2.2 respectively inputting the voice characteristics into each trained basic network, and training weighted average weight values by taking the predicted output of each basic network as the input of a secondary network; correspondingly multiplying the output of the secondary network with the output predicted by each basic network to obtain a final predicted value; finishing training when the voiceprint recognition accuracy is not improved any more; the output of each basic network prediction is a feature vector with the length being the number of speakers; the output of the secondary network is a vector with the length of the number of the basic networks, and the vector is a weighted value of weighted average.

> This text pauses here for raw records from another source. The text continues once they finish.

PR #1713, opened 2020-09-15
Invalidate tag span when span length changes

rita-g-sonarsource:


rita-g-sonarsource:
@duncanp-sonar please take a look at the commits separately.
1. The first commit is the actual bug fix.
2. The second commit is test "refactoring" - I moved the buffer changed tests to another test suite, and as a result had to extract some methods to common helper classes.
3. The third commit is a test for the span invalidation, `BufferChanged_BufferChangedInsideTagSpan_TagSpanInvalidated`.

src/IssueViz.UnitTests/Editor/LocationTagging/LocationTagger_BufferChangeTests.cs
```diff
@@ -0,0 +1,279 @@
...
+
+            var beforeSnapshot = CreateSnapshot(buffer, bufferLength, versionMock1);
+            var afterSnapshot = CreateSnapshot(buffer, bufferLength, versionMock2);
+
+            return new Tuple<ITextSnapshot, ITextSnapshot>(beforeSnapshot, afterSnapshot);
+        }
+
+        private static ITextChange CreateTextChange(Span oldSpan)
+        {
+            var newSpan = new Span(oldSpan.Start, 0); // simulate that the text in span was deleted
```
rita-g-sonarsource, line 237: This way I'm simulating that the span length was changed.

src/Integration.Vsix/ErrorList/IssuesSnapshot.cs
```diff
@@ -147,7 +147,7 @@ private IssuesSnapshot(Guid snapshotId, string projectName, string filePath, IEn
 
         public override bool TryGetValue(int index, string keyName, out object content)
         {
-            if (index < 0 || this.issues.Count <= index)
+            if (index < 0 || index >= issues.Count || !issues[index].Span.HasValue || issues[index].Span.Value.IsEmpty)
```
duncanp-sonar, line 150: I think the new condition deserves a comment as it's not obvious why we're doing it e.g.
`If the requested issue doesn't have a valid span we return false so the Error List won't display it`

src/IssueViz/Editor/LocationTagging/LocationTagger.cs
```diff
@@ -132,9 +132,16 @@ private void TranslateTagSpans(ITextSnapshot newSnapshot)
             foreach (var old in TagSpans)
             {
                 var newSpan = old.Span.TranslateTo(newSnapshot, SpanTrackingMode.EdgeExclusive);
-                old.Tag.Location.Span = newSpan; // update the span stored in the location visualization 
 
-                translatedTagSpans.Add(new TagSpan<IIssueLocationTag>(newSpan, old.Tag));
+                if (newSpan.Length != old.Span.Length)
+                {
+                    old.Tag.Location.InvalidateSpan();
```
duncanp-sonar, line 138: It wouldn't hurt to explain our decision here either e.g. `If the user has typed inside the tagged region we'll stop showing a squiggly for that item`

src/IssueViz.UnitTests/Editor/LocationTagging/LocationTagger_BufferChangeTests.cs
```diff
@@ -0,0 +1,256 @@
...
+using SonarLint.VisualStudio.IssueVisualization.Models;
+using static SonarLint.VisualStudio.IssueVisualization.UnitTests.Editor.Common.TaggerTestHelper;
+
+namespace SonarLint.VisualStudio.IssueVisualization.UnitTests.Editor.LocationTagging
+{
+    [TestClass]
+    public class LocationTagger_BufferChangeTests
+    {
+        [TestMethod]
+        public void BufferChanged_FileIsRenamed_CurrentFileNameIsUsed()
```
duncanp-sonar, line 40: I'm assuming there are no changes to these tests, other than them being moved.

rita-g-sonarsource: No logic changes, just cosmetics stemming from different helper methods.

duncanp-sonar (approved):
Looks good, just some comments about comments.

2. The integrated convolutional neural network-based voiceprint recognition model building method of claim 1, wherein the base network is any two or more of EfficientNet, ResNet, google lenet, VGG, and AlexNet.

3. The integrated convolutional neural network-based voiceprint recognition model building method of claim 1, wherein the base network is EfficientNet, ResNet, and google lenet.

4. The integrated convolutional neural network-based voiceprint recognition model building method of claim 1, wherein the speech features are MFCC features, Fbank features or LPCC features.